Collected data:
PR #285, opened 2025-05-15
Clicking submit button should submit the form with term input

raviks789:
Previously, the first click of submit button in a form with with the term input was triggering an auto submit, instead of submitting the form. This fix resolves it.

**Before**:

https://github.com/user-attachments/assets/de4964ef-c7cb-47f1-8986-e17db8066f07

**After**:

https://github.com/user-attachments/assets/64bce31f-231e-43d2-802d-9b571713144c

### DIFF
--- a/asset/js/widget/TermInput.js
+++ b/asset/js/widget/TermInput.js
@@ -319,7 +319,12 @@ define(["../notjQuery", "../vendor/Sortable", "BaseInput"], function ($, Sortabl
         }
 
         onButtonClick(event) {
-            if (! this.hasSyntaxError()) {
+            // Exchange terms only when an Enter key is pressed while not in the term input.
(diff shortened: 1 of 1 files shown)


asset/js/widget/TermInput.js
```diff
@@ -319,7 +319,12 @@ define(["../notjQuery", "../vendor/Sortable", "BaseInput"], function ($, Sortabl
         }
 
         onButtonClick(event) {
-            if (! this.hasSyntaxError()) {
+            // Exchange terms only when an Enter key is pressed while in term input.
```
nilmerg: *while **not** in the term input*

At least that is the purpose of this event handler.

nilmerg (changes requested):

nilmerg (approved):

PR #286, opened 2025-05-15
Revert "Remove redundant selectors"

nilmerg:
This reverts commit 64c8d6b4265665771a38182aeb94bb9267d5410a.

Host list Icinga DB Web:
image
image

Specificity is sometimes a bitch.


jrauh01 (changes requested):
Looks like we indeed need the more specific selector. Maybe add a comment with an explanation why we need it?

PR #293, opened 2025-06-11
Suggestions: Do not rely on content to detect exact matches

### LINKED ISSUE #265: SearchBar: Suggestions error, for search terms in range 10 to 19
https://github.com/user-attachments/assets/0006bdf0-d6de-4fc7-a7ed-dcfd1833fd41

nilmerg:
Extending classes might adjust content beforehand and then the first `li` won't necessarily include a `button`.

fixes #265


raviks789 (commented):
You could also remove unused `ipl\Html\FormElement\InputElement`.

raviks789 (approved):
LGTM!

PR #296, opened 2025-06-12
variables.less: Add scrollbar-color variable

sukhwinder33445:


sukhwinder33445:
No longer required, see https://github.com/Icinga/icingaweb2/pull/5379#issuecomment-4125005774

How to complete this task: State the count of lines above containing the string "requested", and add nothing to it.

Expected answer: 2